映画(20と)ひとつ、ミゲル・ゴメス監督『熱波』
  監督 : ミゲル・ゴメス
  製作 : ポルトガル・ドイツ・ブラジル・フランス

  作年 : 2012年
  出演 : テレサ・マドルーガ / ラウラ・ソヴェラル / エンリケ・エスピリト・サント / アナ・モレイラ / カルロト・コッタ

 

 

ミゲル・ゴメス 熱波


まるで淡く息を吹きかければ霧のように形を失ってしまいそうなモノクロームです。

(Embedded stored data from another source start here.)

PR #507, opened 2026-07-05
feat(opcua): raise PLC_COMMS_LOST fault on connection loss

### LINKED ISSUE #496: opcua: raise a comms-lost fault when the OPC UA connection drops
## Problem

When the OPC UA plugin loses its connection to the server (PLC powered off, cable/network fault, session drop), the poller sets `snapshot_.connected = false` and enters its reconnect-with-backoff loop (`opcua_poller.cpp` reconnect arm, ~L849), and the `connected` flag is surfaced on the `x-plc-status` view (`opcua_plugin.cpp`, `j["connected"]`). But no fault is raised on `/faults`.

So a controller going dark is invisible to `/faults` consumers: an operator watching the fault list sees nothing, even though the plugin has just gone blind to everything that PLC was reporting. The only signal is the `connected` boolean on a status endpoint that fault consumers do not watch. ISA-18.2 treats loss of communication with a controller as an alarm-worthy condition.

## Proposal

Raise a single, component-scoped comms-lost fault:

- Fault code `PLC_COMMS_LOST`, severity `ERROR` (configurable).
- Raised on the PLC component (the plugin's root PLC component/source), not per data point.
- Debounced: only raise once the connection has been continuously down for a configurable window (default ~5s), so a brief blip during a normal reconnect does not flap a fault. Idempotent (raise once, not every poll cycle).
- Cleared on successful reconnect.
- Config knobs: `comms_lost_fault_enabled` (default true), `comms_lost_debounce_ms` (default 5000).

This is a connection-state transition, so it belongs in the poller's reconnect arm using the existing `report_fault` / `clear_fault` path, not the value-evaluation path.

## Notes

- `report_fault` / `clear_fault` clients already exist (`opcua_plugin.cpp`), and the PLC component the fault should attach to already exists (`opcua_plugin.cpp`, "PLC runtime connected at ...").
- Keeps `/faults` semantics uniform across PLC sources.

mfaferek93:
Raises a single component-scoped `PLC_COMMS_LOST` fault (severity `ERROR`, configurable) when the OPC UA connection stays down, so a controller going dark surfaces on `/faults` instead of only the `x-plc-status` `connected` boolean. Brings the opcua plugin to parity with the modbus/s7/ads bridges.

- Debounced: raised only after the connection is continuously down for `comms_lost_debounce_ms` (default 5000), so a brief blip during a normal reconnect does not flap a fault. Idempotent (raised once), cleared on the next successful reconnect.
- Component-scoped to the node map's root component; message carries the endpoint.
- Config knobs: `comms_lost_fault_enabled` (default true), `comms_lost_debounce_ms` (default 5000), `comms_lost_severity` (default ERROR); env `OPCUA_COMMS_LOST_ENABLED` / `OPCUA_COMMS_LOST_DEBOUNCE_MS`.
- The debounce gate is a pure static helper with unit tests (`CommsLostShouldRaise`).

Closes #496

### DIFF
--- a/src/ros2_medkit_plugins/ros2_medkit_opcua/README.md
+++ b/src/ros2_medkit_plugins/ros2_medkit_opcua/README.md
@@ -491,6 +491,8 @@ Write operations use the `set_` prefix convention:
 | `OPCUA_USER_CERT` | X.509 user-token cert (DER) |
 | `OPCUA_CONDITION_REPLAY` | `method` / `read` / `auto` / `off` |
 | `OPCUA_REQUIRE_CONFIRM_FOR_CLEAR` | `0`/`false`/`no`/`off` to clear native alarms on Acknowledge alone (Confirm-less servers) |
+| `OPCUA_COMMS_LOST_ENABLED` | `0`/`false`/`no`/`off` to disable the `PLC_COMMS_LOST` fault |
+| `OPCUA_COMMS_LOST_DEBOUNCE_MS` | Continuous down time (ms) before `PLC_COMMS_LOST` is raised |
 
 ## Hardware Deployment
 
--- a/src/ros2_medkit_plugins/ros2_medkit_opcua/README.md
+++ b/src/ros2_medkit_plugins/ros2_medkit_opcua/README.md
@@ -367,6 +367,9 @@ ros2_medkit_gateway:
 | `subscription_interval_ms` | `500` | Publishing interval for OPC-UA subscriptions when `prefer_subscriptions: true` |
 | `condition_replay_strategy` | `auto` | Active-condition replay on reconnect: `method`, `read`, `auto`, `off` (see below) |
 | `require_confirm_for_clear` | `true` | Require both Acknowledge AND Confirm before a native alarm auto-clears. Set `false` for Confirm-less servers (e.g. Siemens S7-1500) so alarms clear on Acknowledge alone (see below) |
+| `comms_lost_fault_enabled` | `true` | Raise a component-scoped `PLC_COMMS_LOST` fault when the connection stays down (issue #496) |
+| `comms_lost_debounce_ms` | `5000` | Continuous down time before `PLC_COMMS_LOST` is raised (debounces reconnect blips) |
+| `comms_lost_severity` | `ERROR` | SOVD severity bucket for the `PLC_COMMS_LOST` fault |
 
 ### OPC-UA client security (SecurityPolicy, certificates, user auth)
 
--- a/src/ros2_medkit_plugins/ros2_medkit_opcua/README.md
+++ b/src/ros2_medkit_plugins/ros2_medkit_opcua/README.md
@@ -368,7 +368,7 @@ ros2_medkit_gateway:
 | `condition_replay_strategy` | `auto` | Active-condition replay on reconnect: `method`, `read`, `auto`, `off` (see below) |
 | `require_confirm_for_clear` | `true` | Require both Acknowledge AND Confirm before a native alarm auto-clears. Set `false` for Confirm-less servers (e.g. Siemens S7-1500) so alarms clear on Acknowledge alone (see below) |
 | `comms_lost_fault_enabled` | `true` | Raise a component-scoped `PLC_COMMS_LOST` fault when the connection stays down (issue #496) |
-| `comms_lost_debounce_ms` | `5000` | Continuous down time before `PLC_COMMS_LOST` is raised (debounces reconnect blips) |
+| `comms_lost_debounce_ms` | `5000` | Continuous down time before `PLC_COMMS_LOST` is raised (debounces reconnect blips; clamped to [0, 3600000] ms) |
 | `comms_lost_severity` | `ERROR` | SOVD severity bucket for the `PLC_COMMS_LOST` fault |
 
 ### OPC-UA client security (SecurityPolicy, certificates, user auth)
@@ -492,7 +492,7 @@ Write operations use the `set_` prefix convention:
 | `OPCUA_CONDITION_REPLAY` | `method` / `read` / `auto` / `off` |
 | `OPCUA_REQUIRE_CONFIRM_FOR_CLEAR` | `0`/`false`/`no`/`off` to clear native alarms on Acknowledge alone (Confirm-less servers) |
 | `OPCUA_COMMS_LOST_ENABLED` | `0`/`false`/`no`/`off` to disable the `PLC_COMMS_LOST` fault |
-| `OPCUA_COMMS_LOST_DEBOUNCE_MS` | Continuous down time (ms) before `PLC_COMMS_LOST` is raised |
+| `OPCUA_COMMS_LOST_DEBOUNCE_MS` | Continuous down time (ms) before `PLC_COMMS_LOST` is raised (clamped to [0, 3600000] ms; non-numeric / out-of-range keeps the existing value) |
 
 ## Hardware Deployment
 
--- a/src/ros2_medkit_plugins/ros2_medkit_opcua/src/opcua_plugin.cpp
+++ b/src/ros2_medkit_plugins/ros2_medkit_opcua/src/opcua_plugin.cpp
@@ -26,6 +26,7 @@
 
 #include <algorithm>
 #include <cctype>
+#include <cerrno>
 #include <chrono>
 #include <cmath>
 #include <cstdio>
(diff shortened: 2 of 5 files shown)


src/ros2_medkit_plugins/ros2_medkit_opcua/src/opcua_plugin.cpp
```diff
@@ -232,6 +232,24 @@ void OpcuaPlugin::configure(const nlohmann::json & config) {
...
+  if (auto * env = std::getenv("OPCUA_COMMS_LOST_ENABLED")) {
+    const std::string v = env;
+    poller_config_.comms_lost_fault_enabled = !(v == "0" || v == "false" || v == "no" || v == "off");
+  }
+  if (config.contains("comms_lost_debounce_ms")) {
+    poller_config_.comms_lost_debounce = std::chrono::milliseconds(config["comms_lost_debounce_ms"].get<int>());
+  }
+  if (auto * env = std::getenv("OPCUA_COMMS_LOST_DEBOUNCE_MS")) {
+    poller_config_.comms_lost_debounce = std::chrono::milliseconds(std::atoi(env));
+  }
```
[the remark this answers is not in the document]
mfaferek93: Fixed in 90c407d9. YAML `comms_lost_debounce_ms` is now clamped to >= 0, and `OPCUA_COMMS_LOST_DEBOUNCE_MS` is parsed with strtol + full-string/non-negative validation - an invalid or negative override is ignored with a warning and the existing value kept, instead of atoi silently yielding 0.

src/ros2_medkit_plugins/ros2_medkit_opcua/src/opcua_plugin.cpp
```diff
@@ -232,6 +232,24 @@ void OpcuaPlugin::configure(const nlohmann::json & config) {
...
+  if (config.contains("comms_lost_severity")) {
+    poller_config_.comms_lost_severity = config["comms_lost_severity"].get<std::string>();
+  }
```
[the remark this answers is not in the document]
mfaferek93: Fixed in 90c407d9. `comms_lost_severity` is now validated against the SOVD buckets (INFO/WARNING/ERROR/CRITICAL) and defaults to ERROR with a warning on an unknown value, matching the node-map severity guard, so a typo no longer falls through to INFO in send_report_fault.

src/ros2_medkit_plugins/ros2_medkit_opcua/README.md
```diff
@@ -359,6 +359,9 @@ ros2_medkit_gateway:
 | `subscription_interval_ms` | `500` | Publishing interval for OPC-UA subscriptions when `prefer_subscriptions: true` |
 | `condition_replay_strategy` | `auto` | Active-condition replay on reconnect: `method`, `read`, `auto`, `off` (see below) |
 | `require_confirm_for_clear` | `true` | Require both Acknowledge AND Confirm before a native alarm auto-clears. Set `false` for Confirm-less servers (e.g. Siemens S7-1500) so alarms clear on Acknowledge alone (see below) |
+| `comms_lost_fault_enabled` | `true` | Raise a component-scoped `PLC_COMMS_LOST` fault when the connection stays down (issue #496) |
+| `comms_lost_debounce_ms` | `5000` | Continuous down time before `PLC_COMMS_LOST` is raised (debounces reconnect blips) |
+| `comms_lost_severity` | `ERROR` | SOVD severity bucket for the `PLC_COMMS_LOST` fault |
```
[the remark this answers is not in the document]
mfaferek93: Fixed in 90c407d9. Added OPCUA_COMMS_LOST_ENABLED and OPCUA_COMMS_LOST_DEBOUNCE_MS to the Environment Variables table.

bburda (commented):
Additional notes outside the diff:

- `ros2_medkit_opcua/design/index.rst` documents the PLC condition/event to fault flow but not `PLC_COMMS_LOST`, which is different in kind (raised by the poll thread on connection loss, not sourced from a PLC condition node). A short note there would keep the design doc in step with the README.
- Only the pure `comms_lost_should_raise` gate is unit-tested. The clear path (`emit_comms_lost(false)` plus resetting `comms_lost_raised_` and `comms_down_since_` on reconnect) has no coverage and is the more state-heavy half. Extracting a pure reconnect-transition helper would let it be tested the same way as the raise gate.

src/ros2_medkit_plugins/ros2_medkit_opcua/src/opcua_plugin.cpp
```diff
@@ -232,6 +232,44 @@ void OpcuaPlugin::configure(const nlohmann::json & config) {
...
+  if (config.contains("comms_lost_debounce_ms")) {
+    const int ms = config["comms_lost_debounce_ms"].get<int>();
+    poller_config_.comms_lost_debounce = std::chrono::milliseconds(ms < 0 ? 0 : ms);
+  }
+  if (auto * env = std::getenv("OPCUA_COMMS_LOST_DEBOUNCE_MS")) {
+    // Keep the existing value on a non-numeric / negative override so a typo
+    // does not silently disable the debounce (atoi would parse it as 0).
+    char * end = nullptr;
+    const long ms = std::strtol(env, &end, 10);
+    if (end != env && *end == '\0' && ms >= 0) {
```
bburda: The `strtol` guard does not check `errno == ERANGE`, so an overflowing value (a long run of digits) returns `LONG_MAX`, still passes `end != env && *end == '\0' && ms >= 0`, and sets the debounce to about `LONG_MAX` ms. The gate then never fires, which silently disables the fault - the exact outcome the comment above says this guard prevents. Set `errno = 0` before `strtol` and treat `ERANGE` as invalid. The YAML path just above (`get<int>()`, clamped only for negatives) has the same overflow gap and no upper bound, while `poll_interval_ms` clamps to [100, 60000]; matching that would make the two paths consistent.

src/ros2_medkit_plugins/ros2_medkit_opcua/src/opcua_poller.cpp
```diff
@@ -872,6 +908,13 @@ void OpcuaPoller::poll_loop() {
           setup_event_subscriptions();
         }
       } else {
+        // Issue #496: still down - raise the component-scoped comms-lost fault
+        // once the debounce window has elapsed (idempotent via the raised flag).
+        if (comms_lost_should_raise(config_.comms_lost_fault_enabled, comms_lost_raised_, *comms_down_since_,
+                                    std::chrono::steady_clock::now(), config_.comms_lost_debounce)) {
+          emit_comms_lost(/*active=*/true);
+          comms_lost_raised_ = true;
```
bburda: `comms_lost_raised_` is set here regardless of whether the report was delivered. The report is fire-and-forget (`async_send_request`, no readiness check or retry) and nothing waits for the report service before the poller starts, so if `/fault_manager/report_fault` is not discovered yet when the raise fires, the report is dropped and the fault never re-fires until a full reconnect and re-down. Unlike native alarms, which re-fire on ConditionRefresh after reconnect, comms-lost is strictly one-shot. The 5s debounce makes this unlikely because the client is usually discovered by then, so it is low risk. Worth gating the flag on confirmed delivery, or accepting and noting it?

src/ros2_medkit_plugins/ros2_medkit_opcua/src/opcua_plugin.cpp
mfaferek93: Fixed in 520e63a9. Set `errno = 0` before `strtol` and reject `ERANGE`, so an overflowing `OPCUA_COMMS_LOST_DEBOUNCE_MS` is now ignored (existing value kept + warning) instead of saturating to `LONG_MAX` and slipping past the `>= 0` guard. Both the YAML `get<>` path and the env path go through one shared clamp to `[0, 3600000]` ms (1 h cap), documented in the README knob tables. Verified the parse edge cases (overflow / negative / non-numeric rejected; `7200000` -> `3600000`) and `test_opcua_plugin` stays green (38/38).

src/ros2_medkit_plugins/ros2_medkit_opcua/src/opcua_poller.cpp
mfaferek93: Fixed in 18bc2b7c. `comms_lost_raised_` is now latched only once the fault sink is ready (new `report_sink_ready` probe = ReportFault `service_is_ready`), checked in the poll arm. If the sink is not yet matched the arm leaves the flag unset and retries on the next poll, so the report is no longer sent-then-forgotten. Recovery stays best-effort as it runs once on reconnect.

bburda (dismissed):

bburda (approved):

本作の製作年とそう遠くない現在を舞台とする第一部とそこからはるかに回想されるアフリカの日々を第二部に噛み合わせてそれぞれ<楽園の喪失>、<楽園>と題されています。(一応)現在の物語のヒロインはもう壮年と言っていい女性で身近には長年の友人である画家がいますが(彼の方は息をするのも苦しいほどの恋心を抱いてはいても)幾分子供じみたがさつに愛を燃え上がらせるほどの熱情は生まれません。寧ろヒロインの心に深く侵入してくるのは同じ高級アパートの隣に住む老嬢でして年甲斐もなくというのか年齢というお仕着せに収まる気がそもそもないのか兎角横道に逸れた振る舞いに今日は今日とてカジノで素寒貧になっている朝からの電話です。思えば老嬢とヒロインは母子に似つかわしい年齢差でありふたりを重ねるのも共に娘のあるいまの独り身、自慢の娘であるのはふたり共で(母の方の親愛に比して)何とはなく娘の方に疎遠な感情があるのも同じです。この幾重にも重ねられながら重なり合うこともなく別の形へゆったりと漂うたゆたいにこそ本作の魅力があって(何とも中心を定め難い... ちょうど植民地から本国を見るような空白の本国を常に念頭に置きながら外縁のわれらの時間を生きているそんな感覚でありヒロインにしたところで紛れもなく彼女はヒロインの位置ながら本作が繰り広げる物語において飽くまで傍観者に過ぎません、細やかでありながら野心的な演出に心奪われますが)やがて年齢の現実に追いつかれる老嬢が今際の枕辺に呼ぼうとひとりの男性の名前を口にしたことで物語は遠いアフリカの思い出へと広がっていきます。そんな記憶の日々から現れる男性は勿論(記憶のままの、あのときの若い姿形ではなくふたりが離れ離れに過ごしたこの年月を老嬢と同じように人生に背負ってひとりの)老人になっていてここから第二部が緩やかに始まりますが、かつて植民地であったアフリカの地へそしてあのときの時間へと蘇っていきながら単純に即時的な劇には移りません。画面にはそのとき20代と思しき彼らの日々が描かれ(物音も鳥のさえずりも風の音もそのときのそれが響き)ながら人物のセリフのみが無音にされて第二部は一貫して老人が回想する長い語りによって進められます。50年前の出来事を現在時で描かず飽くまで回想という枠組みのなかで映し出すのはこのふたりが犯した罪が現在においても重く伸し掛かり若さの過ちとその過ちのなかに真実の愛を見つけてしまったことの、永遠に遠ざかりつつ取り返しのつかない罪に釘付けにされてひとひとりの一生がいまも引き裂かれているためでしょう。語りの仕掛けはこの物語をさらにもうひとつ包んでお伽話のような短い挿話が冒頭につけられています、昔々妻を亡くした探検家が悲しみのあまりワニに身を投げて命を断つと妻の亡霊と彼を呑み込んだワニがもはや睦み合うことのないアフリカの月夜に嘆息を漏らして... 最後にもうひとつ、邦題からは見えてきませんが原題は<TABU>、(第二部で語られる曰くあるアフリカの山の名前ではありますが)この題名ではどうしてもF.W.ムルナウの遺作(1931年)を思い出さずにはいられず20世紀のいまと隔絶した南海の麗しさに人類のあるべく姿を謳歌する楽天的なかの作品に連なって人生の悲しみはさてどう響きますものやら。